# Learning by Doing - Ein Projekt von Java-Anfängern



## shevron_deluca (6. Oktober 2005)

Java scheint in meinen Augen eine sowohl mächtige als auch, durch die Möglichkeit
Java auf JEDEM Rechner zum laufen zu kriegen, äußerst komfortable
Programmiersprache zu sein. Außerdem lernt man OOP wohl in keiner (bekannteren)
Sprache besser als in Java.
Leider habe ich... wie auch sicherlich einige andere User noch nicht so viel Erfahrung
mit Java gemacht.
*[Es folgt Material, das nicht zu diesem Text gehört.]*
PR #122, opened 2017-10-15
[HIVEMALL-147][Spark] Support all Hivemall functions of v0.5-rc.1 in Spark Dataframe

maropu:
This pr added more Hivemall functions for Spark DataFrame. However, some of the functions are not supported here because Spark simply cannot handle them (e.g., unsupported types, returned types depending on options, ...).

## What type of PR is it?
Feature

## What is the Jira issue?
https://issues.apache.org/jira/browse/HIVEMALL-147

## How was this patch tested?
Added tests in `HivemallOpsWithFeatureSuite`.

### DIFF
--- a/core/src/main/java/hivemall/evaluation/AUCUDAF.java
+++ b/core/src/main/java/hivemall/evaluation/AUCUDAF.java
@@ -110,7 +110,7 @@ public final class AUCUDAF extends AbstractGenericUDAFResolver {
 
         @Override
         public ObjectInspector init(Mode mode, ObjectInspector[] parameters) throws HiveException {
-            assert (parameters.length == 2 || parameters.length == 3) : parameters.length;
+            assert (0 < parameters.length && parameters.length <= 3) : parameters.length;
             super.init(mode, parameters);
 
             // initialize input
@@ -439,7 +439,7 @@ public final class AUCUDAF extends AbstractGenericUDAFResolver {
 
         @Override
         public ObjectInspector init(Mode mode, ObjectInspector[] parameters) throws HiveException {
-            assert (parameters.length == 2 || parameters.length == 3) : parameters.length;
+            assert (0 < parameters.length && parameters.length <= 3) : parameters.length;
             super.init(mode, parameters);
 
             // initialize input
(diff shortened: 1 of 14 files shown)


core/src/main/java/hivemall/evaluation/AUCUDAF.java
```diff
@@ -110,7 +110,7 @@ public ClassificationEvaluator() {}
 
         @Override
         public ObjectInspector init(Mode mode, ObjectInspector[] parameters) throws HiveException {
-            assert (parameters.length == 2 || parameters.length == 3) : parameters.length;
+            assert (0 < parameters.length && parameters.length <= 3) : parameters.length;
```
maropu: In Spark, this assertion fails because Spark passes a single parameter in `parameters` here for final output (IIUC [`AUC` finally outputs a single double-typed value for each group](https://github.com/apache/incubator-hivemall/pull/122/files#diff-9d758588c8fad559a15d0b2362e757b2R1134)). In Hive, does this work well?

core/src/main/java/hivemall/evaluation/HitRateUDAF.java
```diff
@@ -71,9 +71,6 @@
                 + " - Returns HitRate")
 public final class HitRateUDAF extends AbstractGenericUDAFResolver {
 
-    // prevent instantiation
-    private HitRateUDAF() {}
-
```
maropu: This prevents Spark from loading UDAFs by using reflection. Can we remove this?

core/src/main/java/hivemall/evaluation/AUCUDAF.java
myui: It would be a bug and should use Preconditions. I guess enable assertion `-ea`  is not enabled (cc: @takuti )

core/src/main/java/hivemall/evaluation/HitRateUDAF.java
myui: sure.

myui:
LGTM. Merged! Thanks.

PR #124, opened 2017-10-30
[HIVEMALL-157] Avoid Null Pointer Exception caused by uninitialized queue handler

takuti:

Even though `to_ordered_list` allows (and ignores) NULL inputs, following query fails due to NPE:

```sql
select to_ordered_list(null, null)
```
> Null Pointer Exception

This PR fixes the problem; now, the function returns empty list in case that queue handler is uninitialized because of NULL inputs:

> []

## What type of PR is it?

Bug Fix

## What is the Jira issue?

https://issues.apache.org/jira/browse/HIVEMALL-157

## How was this patch tested?

Manually tested on local and EMR Hive

## Checklist

### DIFF
--- a/core/src/main/java/hivemall/tools/list/UDAFToOrderedList.java
+++ b/core/src/main/java/hivemall/tools/list/UDAFToOrderedList.java
@@ -311,11 +311,11 @@ public final class UDAFToOrderedList extends AbstractGenericUDAFResolver {
             QueueAggregationBuffer myagg = (QueueAggregationBuffer) agg;
 
             Pair<List<Object>, List<Object>> tuples = myagg.drainQueue();
-            List<Object> keyList = tuples.getKey();
-            List<Object> valueList = tuples.getValue();
-            if (valueList.isEmpty()) {
+            if (tuples == null) {
                 return null;
             }
+            List<Object> keyList = tuples.getKey();
+            List<Object> valueList = tuples.getValue();
 
             Object[] partialResult = new Object[4];
             partialResult[0] = valueList;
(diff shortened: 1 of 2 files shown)


core/src/main/java/hivemall/tools/list/UDAFToOrderedList.java
```diff
@@ -406,6 +406,11 @@ void merge(@Nonnull List<Object> o_keyList, @Nonnull List<Object> o_valueList) {
 
             @Nonnull
             Pair<List<Object>, List<Object>> drainQueue() {
+                if (queueHandler == null) {
+                    return Pair.of((List<Object>) new ArrayList<Object>(),
+                        (List<Object>) new ArrayList<Object>());
```
myui: better to return `null` following the way in other SQL standard functions.

`terminate()`, `terminatePartial()`, and `@Nonnull` annotation in `drainQueue` also need to be changed.

takuti: @myui Updated. PTAL!

core/src/main/java/hivemall/tools/list/UDAFToOrderedList.java
```diff
@@ -404,11 +407,9 @@ void merge(@Nonnull List<Object> o_keyList, @Nonnull List<Object> o_valueList) {
                 }
             }
 
-            @Nonnull
             Pair<List<Object>, List<Object>> drainQueue() {
```
myui: Add `@Nullable` for the return of `drainQueue` .

core/src/main/java/hivemall/tools/list/UDAFToOrderedList.java
```diff
@@ -363,6 +363,9 @@ public void merge(@SuppressWarnings("deprecation") AggregationBuffer agg, Object
                 throws HiveException {
             QueueAggregationBuffer myagg = (QueueAggregationBuffer) agg;
             Pair<List<Object>, List<Object>> tuples = myagg.drainQueue();
+            if (tuples == null) {
+                return new ArrayList<Object>();
```
myui: should be `return null;`.

myui:
@takuti LGTM. You can merge it with squashing.

PR #143, opened 2018-04-13
[HIVEMALL-189] Create a list of all functions

takuti:

Create a list of all functions in the documentation. In order to make maintenance easier and simpler, the list is systematically generated by reading `@Description` annotation in the code: [takuti/hivemalldoc](https://github.com/takuti/hivemalldoc). 

In case this list does not look sufficient, let's update `@Description` annotation itself and make the code more informative in the future.

## What type of PR is it?

Documentation

## What is the Jira issue?

https://issues.apache.org/jira/browse/HIVEMALL-189

### DIFF
--- a/docs/gitbook/SUMMARY.md
+++ b/docs/gitbook/SUMMARY.md
@@ -26,31 +26,31 @@
     * [Install as permanent functions](getting_started/permanent-functions.md)
     * [Input Format](getting_started/input-format.md)
 
-* [List of functions](misc/funcs.md)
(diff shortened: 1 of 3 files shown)


myui:
@takuti I think it's better to have hivemalldoc module (e.g., `tools/hivemalldoc` )

Hadoop tools.
https://github.com/apache/hadoop/tree/trunk/hadoop-tools

Here is tips to include Gradle module. 
https://stackoverflow.com/questions/40352951/include-gradle-module-to-maven-project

Deswegen habe ich mich dazu entschieden ein Anfängerprojekt
auf die Beine zu stellen.
Es soll nichts groß Programmiert werden um Microsoft Konkurrenz zu machen.
Vielmehr soll an vielen kleineren Beispielen geübt werden neue Methoden zielsicher
einzusetzen und somit seine Fertigkeiten bezüglich Java zu verbessern.
Es soll keiner sich scheuen zu fragen, auch wenn die Frage noch so "dumm" wirkt.
Fertige Codes werden nicht gepostet. Zumindest nicht als Antwort auf eine Frage.
Es sollte nur ein Denkanstoß gegeben werden und der Anfänger sollte möglichst klar
auf den richtigen Pfad gebracht werden.
In Folge dessen soll der Umgang mit der Java-Api geübt werden und eine Dokumentation
zu verstehen sollte auch das Ziel unserer Bemühungen sein.
Wer Interesse hat bei einem solchen Projekt mitzumachen melde sich doch bitte hier im Post oder schreibt mir eine eMail.
Ich würde mich auf viele Mitstreiter freuen.

Euer Shevron


PS: Kontruktive Kritik ist natürlich erwünscht 
PPS: Ein "Tutor" der uns mit Rat und Tat zur Seite steht ist natürlich auch immer willkommen.


----------



## TommyMo (6. Oktober 2005)

Hi!

Ich bin zwar nicht ganz unbefleckt was Java angeht, habe aber seit geraumer Zeit keine Praxis mehr damit. Ich wäre, wenn das Projekt, das so wies aussieht noch nicht feststeht, interessant wäre, Interesse daran bei euch/dir mitzuwirken. 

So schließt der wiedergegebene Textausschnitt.